Ya se habían alejado y Anthony se deslizaba en la dirección opuesta, cuando vio venir a los otros dos generales y recuperó a toda prisa su rincón sombrío. Desde allí distinguió el acento vinoso de Queipo de Llano.
– Emilio, si esperamos a que Franquito se decida, nos darán las uvas. Por exceso de tino nos ganarán la mano los bolcheviques, y entonces ya me dirás tú cómo lidiamos ese toro. Créeme, Emilio: el que da primero da dos veces.
– No es fácil coordinar a tanta gente. Hay mucha indecisión y mucha prudencia.
– Entonces, no coordinemos. Echa a la calle a los requetés, Emilio. Si hay una escabechina, se acabarán las vacilaciones. En lo esencial, todo el mundo está de acuerdo. El lastre son las discrepancias y las rencillas personales. Por no hablar del canguelo de algunos. O de la ambición de otros: Sanjurjo quiere dirigir la sublevación; Goded espera lo mismo, y Franquito, a la chita callando, se alzará con el santo y la limosna si no andamos listos. Si tú no tomas el mando, no iremos a ninguna parte, Emilio, te lo digo yo.
– Te escucho, Gonzalo, pero no conviene precipitarse. Tú todo lo arreglas a cañonazos y aquí la cosa tiene su complejidad.
El general Mola se detuvo en seco y su acompañante, que le llevaba agarrado del brazo, dio un traspié. Temeroso de haber incurrido en la desaprobación de quien tácitamente ostentaba la máxima autoridad en el triunvirato de los conjurados, Queipo de Llano interrogó a Mola con la mirada. Este le impuso silencio llevándose el índice a los labios. Luego extendió el brazo y señaló un objeto en el suelo, apenas visible en la penumbra del corredor.
– ¡Cáspita! ¿Qué es eso?
Mola se ajustó los anteojos y dobló la cintura.
– Parece un trapo ensangrentado -dijo sin tocarlo.
– Lo habrá dejado caer algún sirviente.
– ¿En una casa de tanto copete? Ni lo sueñes, Gonzalo.
– ¿Pues cómo lo interpretas?
– Déjame pensar -dijo el experto ajedrecista.

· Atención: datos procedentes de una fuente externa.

PR #1287, opened 2020-05-13
Bugfix / Fix issues with "scan all channels"

itayx:
As part of the new "Scan on all channels" the client can requests a scan
with a specific pool what will indicate they wish to run a scan on all
the radio's supported channels.
A channel pool with only a single channel with a value of '0' will
indicate that the client wants to use the "Scan on all channels".

### DIFF
--- a/common/beerocks/bcl/include/bcl/beerocks_defines.h
+++ b/common/beerocks/bcl/include/bcl/beerocks_defines.h
@@ -471,6 +471,7 @@ enum class eChannelScanOperationCode : uint8_t {
 };
 
 #define CHANNEL_SCAN_INVALID_PARAM -1
+#define SCAN_ALL_CHANNELS 0
 
 } // namespace beerocks
 
--- a/controller/src/beerocks/master/son_management.cpp
+++ b/controller/src/beerocks/master/son_management.cpp
@@ -30,6 +30,48 @@ using namespace beerocks;
 using namespace net;
 using namespace son;
 
+//////////////////////////////////////////////////////////////////////////////
+/////////////////////////// Local Module Functions ///////////////////////////
+//////////////////////////////////////////////////////////////////////////////
+
+/**
+ * @brief Check if the given channel pool fulfils the "all-channel" scan requirement.
+ * @param channel_pool_set: Unordered set containing the current channel pool.
+ * @return true if pool matches the "all-channel" scan requirement
+ * @return false if not.
+ */
+bool is_scan_all_channels_request(std::unordered_set<uint8_t> &channel_pool_set)
+{
+    return channel_pool_set.size() == 1 && *channel_pool_set.begin() == SCAN_ALL_CHANNELS;
+}
+
+/**
+ * @brief Get the channel pool containing all the supported channels.
+ * @param channel_pool_set:  Set containing the current channel pool.
+ * @param channel_pool_size: Size of the given set.
+ * @param database:          Reference to the DB.
+ * @param radio_mac:         MAC address of radio.
+ */
+static bool get_pool_of_all_supported_channels(std::unordered_set<uint8_t> &channel_pool_set,
+                                               db &database, const sMacAddr &radio_mac)
+{
+    LOG(DEBUG) << "Setting channel pool to all channels";
+    channel_pool_set.clear();
+    auto all_channels = database.get_hostap_supported_channels(tlvf::mac_to_string(radio_mac));
+    if (all_channels.empty()) {
+        LOG(ERROR) << "Supported channel list is empty, failed to set channel pool!";
+        return false;
+    }
+    std::transform(all_channels.begin(), all_channels.end(),
+                   std::inserter(channel_pool_set, channel_pool_set.end()),
+                   [](beerocks::message::sWifiChannel &c) -> uint8_t { return c.channel; });
+    return true;
+}
+
+//////////////////////////////////////////////////////////////////////////////
+/////////////////////////////// Implementation ///////////////////////////////
+//////////////////////////////////////////////////////////////////////////////
+
 void son_management::handle_cli_message(Socket *sd,
                                         std::shared_ptr<beerocks_header> beerocks_header,
                                         ieee1905_1::CmduMessageTx &cmdu_tx, db &database,
@@ -1952,9 +1994,19 @@ void son_management::handle_bml_message(Socket *sd,
             op_error_code == eChannelScanOperationCode::SUCCESS) {
             auto channel_pool_set =
                 std::unordered_set<uint8_t>(channel_pool, channel_pool + channel_pool_size);
-            op_error_code = database.set_channel_scan_pool(radio_mac, channel_pool_set, false)
-                                ? op_error_code
-                                : eChannelScanOperationCode::INVALID_PARAMS_CHANNELPOOL;
+            // Check if "all-channel" scan is requested
+            if (is_scan_all_channels_request(channel_pool_set)) {
+                op_error_code =
+                    get_pool_of_all_supported_channels(channel_pool_set, database, radio_mac)
+                        ? op_error_code
+                        : eChannelScanOperationCode::INVALID_PARAMS_CHANNELPOOL;
+            }
+            // Set the channel pool
+            if (op_error_code == eChannelScanOperationCode::SUCCESS) {
+                op_error_code = database.set_channel_scan_pool(radio_mac, channel_pool_set, false)
+                                    ? op_error_code
+                                    : eChannelScanOperationCode::INVALID_PARAMS_CHANNELPOOL;
+            }
         }
         response->op_error_code() = uint8_t(op_error_code);
         //send response to bml
@@ -2218,7 +2270,14 @@ void son_management::handle_bml_message(Socket *sd,
             break;
         }
 
-        LOG(DEBUG) << "set_channel_scan_pool " << channel_pool_size;
+        if (is_scan_all_channels_request(channel_pool_set))
+            if (!get_pool_of_all_supported_channels(channel_pool_set, database, radio_mac)) {
+                LOG(ERROR) << "set_channel_scan_pool failed";
+                response->op_error_code() =
+                    uint8_t(eChannelScanOperationCode::INVALID_PARAMS_CHANNELPOOL);
+                message_com::send_cmdu(sd, cmdu_tx);
+                break;
+            }
         if (!database.set_channel_scan_pool(radio_mac, channel_pool_set, true)) {
             LOG(ERROR) << "set_channel_scan_pool failed";
             response->op_error_code() =
--- a/controller/src/beerocks/master/tasks/dynamic_channel_selection_task.cpp
+++ b/controller/src/beerocks/master/tasks/dynamic_channel_selection_task.cpp
@@ -44,6 +44,10 @@ beerocks::eChannelScanStatusCode dynamic_channel_selection_task::dcs_request_sca
     // get the parent node to send the CMDU to the agent
     auto radio_mac_str = tlvf::mac_to_string(m_radio_mac);
     auto ire           = database.get_node_parent_ire(radio_mac_str);
+    if (ire.empty()) {
+        LOG(ERROR) << "Failed to get node_parent_ire!";
+        return beerocks::eChannelScanStatusCode::INTERNAL_FAILURE;
+    }
     son_actions::send_cmdu_to_agent(ire, cmdu_tx, database, radio_mac_str);
 
     return beerocks::eChannelScanStatusCode::SUCCESS;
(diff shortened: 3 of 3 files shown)


controller/src/beerocks/master/db/db.cpp
```diff
@@ -2298,6 +2298,11 @@ int db::get_channel_scan_dwell_time_msec(const sMacAddr &mac, bool single_scan)
 bool db::is_channel_scan_pool_supported(const sMacAddr &mac,
                                         const std::unordered_set<uint8_t> &channel_pool)
 {
+    if (channel_pool.size() == 1 && channel_pool.find(0) != channel_pool.end()) {
```
kantera800: you should use a define 

```suggestion
    if (channel_pool.size() == 1 && *channel_pool.begin() == SCANALLCHAN) {
```

controller/src/beerocks/master/db/db.cpp
```diff
@@ -2359,6 +2364,12 @@ bool db::is_channel_in_pool(const sMacAddr &mac, uint8_t channel, bool single_sc
 
     auto &pool =
         (single_scan ? hostap->single_scan_config : hostap->continuous_scan_config).channel_pool;
+
+    if (pool.size() == 1 && pool.find(0) != pool.end()) {
```
kantera800: same here

kantera800 (approved):
Approved , 
just fix the condition

controller/src/beerocks/master/db/db.cpp

controller/src/beerocks/master/db/db.cpp

controller/src/beerocks/master/db/db.cpp
```diff
@@ -2298,6 +2298,11 @@ int db::get_channel_scan_dwell_time_msec(const sMacAddr &mac, bool single_scan)
 bool db::is_channel_scan_pool_supported(const sMacAddr &mac,
                                         const std::unordered_set<uint8_t> &channel_pool)
 {
+    if (channel_pool.size() == 1 && *channel_pool.begin() == SCAN_ALL_CHANNELS) {
```
tomereli: I don't like this at all. If the user wants to scan all channels, then add an API to scan on all channels. APIs should be simple - this function based on its name should only check if the given pool is supported.

controller/src/beerocks/master/db/db.cpp
```diff
@@ -2359,6 +2364,12 @@ bool db::is_channel_in_pool(const sMacAddr &mac, uint8_t channel, bool single_sc
 
     auto &pool =
         (single_scan ? hostap->single_scan_config : hostap->continuous_scan_config).channel_pool;
+
+    if (pool.size() == 1 && *pool.begin() == SCAN_ALL_CHANNELS) {
```
tomereli: scan all channels should set the pool to empty and set a member bool scan_all_channels=true instead of this hack.

tomereli (changes requested):

itayx:
@tomereli 
I don't think that creating a new API just for the "scan on all channels" is the correct course of action,
Instead I reworked the PR to do the following:
In the `set_channel_scan_pool` I expanded the signature to accept a "scan all channels" option (set by default to `false`) which, if set to `true` will fill the DCS channel pool with the radio's supported channels.
That way the DCS task will be unaware if the client uses the "scan all channels" feature, thus containing the changes only to the DB's `set_channel_scan_pool` function and its uses in the `son_management`.
I believe this is the better course of action since it allows the DB to the the sole manager of the DCS's channel pool, and we won't need to use "hacks" to fix the issues that rise from it

controller/src/beerocks/master/db/db.cpp
itayx: See my comment below

controller/src/beerocks/master/db/db.cpp
itayx: See my comment below

adam1985d (commented):
I think you meant to write `Preparative Commit` instead of `Preemptive commit`

adam1985d:
> @tomereli
> I don't think that creating a new API just for the "scan on all channels" is the correct course of action,
> Instead I reworked the PR to do the following:
> In the `set_channel_scan_pool` I expanded the signature to accept a "scan all channels" option (set by default to `false`) which, if set to `true` will fill the DCS channel pool with the radio's supported channels.
> That way the DCS task will be unaware if the client uses the "scan all channels" feature, thus containing the changes only to the DB's `set_channel_scan_pool` function and its uses in the `son_management`.
> I believe this is the better course of action since it allows the DB to the the sole manager of the DCS's channel pool, and we won't need to use "hacks" to fix the issues that rise from it

I have to say I disagree with the approach taken.
I think the son_management (not the task and not the DB) should handle the operation of `get supported channels` and then call the `set_channel_scan_pool` function with the channel_pool comprised of those channels.
This way you don't change the `set_channel_scan_pool` function at all and the `son_management` is handling the user request as it should.

itayx:
> > @tomereli
> > I don't think that creating a new API just for the "scan on all channels" is the correct course of action,
> > Instead I reworked the PR to do the following:
> > In the `set_channel_scan_pool` I expanded the signature to accept a "scan all channels" option (set by default to `false`) which, if set to `true` will fill the DCS channel pool with the radio's supported channels.
> > That way the DCS task will be unaware if the client uses the "scan all channels" feature, thus containing the changes only to the DB's `set_channel_scan_pool` function and its uses in the `son_management`.
> > I believe this is the better course of action since it allows the DB to the the sole manager of the DCS's channel pool, and we won't need to use "hacks" to fix the issues that rise from it
> 
> I have to say I disagree with the approach taken.
> I think the son_management (not the task and not the DB) should handle the operation of `get supported channels` and then call the `set_channel_scan_pool` function with the channel_pool comprised of those channels.
> This way you don't change the `set_channel_scan_pool` function at all and the `son_management` is handling the user request as it should.

I thought about it, but it will result in duplicated code for the single scan and the continuous scan.

common/beerocks/bcl/include/bcl/beerocks_defines.h
```diff
@@ -470,6 +470,7 @@ enum class eChannelScanOpErrCode : uint8_t {
 };
 
 #define CHANNEL_SCAN_INVALID_PARAM -1
+#define SCAN_ALL_CHANNELS 0
```
tomereli, line 474: I really don't like this (did I say this already?). I still think that splitting APIs is better, but OK, we can do this in a separate PR I guess.

controller/src/beerocks/master/son_management.cpp
```diff
@@ -1917,7 +1917,10 @@ void son_management::handle_bml_message(Socket *sd,
             op_error_code == eChannelScanOpErrCode::CHANNEL_SCAN_OP_SUCCESS) {
             auto channel_pool_set =
                 std::unordered_set<uint8_t>(channel_pool, channel_pool + channel_pool_size);
-            op_error_code = database.set_channel_scan_pool(radio_mac, channel_pool_set, false)
+            auto scan_all_channels =
```
tomereli: So ugly...

tomereli (approved):
Approving cause its a bug fix, but I think this is a very bad change and we should consider splitting the API for better readability.

controller/src/beerocks/master/son_management.cpp
itayx: Updated the code, and moved the logic to a helper function in the son_management

controller/src/beerocks/master/tasks/dynamic_channel_selection_task.cpp
```diff
@@ -52,54 +52,42 @@ beerocks::eChannelScanStatusCode dynamic_channel_selection_task::dcs_request_sca
...
+    request->scan_params().radio_mac         = m_radio_mac;
+    request->scan_params().dwell_time_ms     = dwell_time_msec;
+    request->scan_params().channel_pool_size = curr_channel_pool.size();
+    std::copy(curr_channel_pool.begin(), curr_channel_pool.end(),
+              request->scan_params().channel_pool);
+
     // get the parent node to send the CMDU to the agent
-    auto ire = database.get_node_parent_ire(radio_mac_str);
+    auto radio_mac_str = tlvf::mac_to_string(m_radio_mac);
+    auto ire           = database.get_node_parent_ire(radio_mac_str);
```
adam1985d, line 94: need to add a check here:
if we have for some reason `get_node_parent_ire` return an empty string - we don't check this and perform `send_cmdu_to_agent_ with empty std::string

controller/src/beerocks/master/son_management.cpp
```diff
@@ -30,6 +30,34 @@ using namespace beerocks;
...
+//////////////////////////////////////////////////////////////////////////////
+
+/**
+ * @brief Set the channel pool to contain all supported channels.
+ * @param channel_pool_set:  Set containing the current channel pool.
+ * @param channel_pool_size: Size of the given set.
+ * @param database:          Reference to the DB.
+ * @param radio_mac:         MAC address of radio.
+ */
+static void set_pool_to_all_supported_channels(std::unordered_set<uint8_t> &channel_pool_set,
```
adam1985d: instead of `set_pool_to_all_supported_channels` I would suggest a `get_pool_of_all_supported_channels` which is what you do.

controller/src/beerocks/master/son_management.cpp
```diff
@@ -30,6 +30,34 @@ using namespace beerocks;
...
+                                               uint8_t &channel_pool_size, db &database,
+                                               const sMacAddr &radio_mac)
+{
+    LOG(DEBUG) << "Setting channel pool to all channels";
+    channel_pool_set.clear();
+    auto all_channels = database.get_hostap_supported_channels(tlvf::mac_to_string(radio_mac));
```
adam1985d, line 60: `get_hostap_supported_channels` can fail and return an empty string `std::vector<beerocks::message::sWifiChannel>()`
please add a check here.

this means the function should return `bool` and not `void`

controller/src/beerocks/master/son_management.cpp
```diff
@@ -1950,8 +1978,12 @@ void son_management::handle_bml_message(Socket *sd,
         }
         if (channel_pool != nullptr && channel_pool_size != CHANNEL_SCAN_INVALID_PARAM &&
             op_error_code == eChannelScanOperationCode::SUCCESS) {
+            auto u_channel_pool_size = uint8_t(channel_pool_size);
             auto channel_pool_set =
                 std::unordered_set<uint8_t>(channel_pool, channel_pool + channel_pool_size);
+            if (channel_pool_size == 1 && *channel_pool_set.begin() == SCAN_ALL_CHANNELS)
```
adam1985d: I understand why @tomereli  doesn't like the `*channel_pool_set.begin() == SCAN_ALL_CHANNELS)`
if we are going to "learn to live with it" - at least wrap it with a meaningful naming function:
```
bool is_scan_all_channels_request(channel_pool_set_type &channel_pool_set){
    return ((channel_pool_set == 1) &&*channel_pool_set.begin() == SCAN_ALL_CHANNELS));
}
```
or something similar

adam1985d (approved):
looks much better and cleaner now that you moved it to the son_managemet.
please fix my comments - approving

controller/src/beerocks/master/son_management.cpp
itayx: Agree, much better name,
Changed

controller/src/beerocks/master/son_management.cpp
itayx: The helper function actually makes the code look much better.
Changed

controller/src/beerocks/master/son_management.cpp
itayx: Even if `get_hostap_supported_channels` fails and we get an empty `std::vector<beerocks::message::sWifiChannel>()` it won't matter since later on in the DCS task we validate the pool with
```
if (curr_channel_pool.empty()) {
        LOG(ERROR) << "empty channel pool is not supported. please set channel pool for mac="
                   << m_radio_mac;
        return beerocks::eChannelScanStatusCode::INVALID_PARAMS;
}
```
So even if an empty pool is set, the scan will fail with an `INVALID_PARAMS` in `m_last_scan_error_code`

controller/src/beerocks/master/tasks/dynamic_channel_selection_task.cpp
itayx: Added check, in case `ire` returns as an empty string the DCS will reach the `Abort` state with an `INTERNAL_FAILURE` status

controller/src/beerocks/master/son_management.cpp
adam1985d: we shouldn't care - the DCS task should not depend on the way we decide to implement the son_management and vise versa - or to be more precise - the dependency on the implementation should be minimal - each one should do its own part without depending on the other to verify for it.

son_management should verify it doesn't set and invalid parameter and then responds to the user "all params are ok" and the task should not send a scan request with invalid params.

adam1985d (changes requested):
please see my comment on the last commit

controller/src/beerocks/master/son_management.cpp
itayx: You're right,
Updated

controller/src/beerocks/master/son_management.cpp
```diff
@@ -1952,6 +1994,11 @@ void son_management::handle_bml_message(Socket *sd,
             op_error_code == eChannelScanOperationCode::SUCCESS) {
             auto channel_pool_set =
                 std::unordered_set<uint8_t>(channel_pool, channel_pool + channel_pool_size);
+            if (is_scan_all_channels_request(channel_pool_set))
```
adam1985d: 1. you didn't add `{}` which is against our coding convention
2. in case of error you are still setting the DB! this part should be fixed similar to what you did in the `beerocks_message::ACTION_BML_CHANNEL_SCAN_START_SCAN_REQUEST` handling

adam1985d (changes requested):

adam1985d (approved):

Anthony comprobó con espanto que el inquietante hallazgo no era sino su propio pañuelo: lo llevaba anudado a la mano desde que un rato antes se había lastimado al rozar la pared del muro y luego, distraído por tantos y tan diversos incidentes, había olvidado su existencia y no había reparado en que se le caía.
Los generales seguían perplejos.
– ¿Nos estarán espiando? -dijo Queipo de Llano llevándose la mano al bolsillo de la chaqueta y sacando una pistola.
– No creo, ¡y guarda ese cacharro, hombre!
– A lo mejor el cuento del cojitranco no era tan falso como parecía.
– Investiguemos. Tú ve hacia atrás y yo sigo por donde veníamos. Si alguien merodea, lo rodearemos y lo reduciremos. Si te encuentras con Paco, ponle al corriente.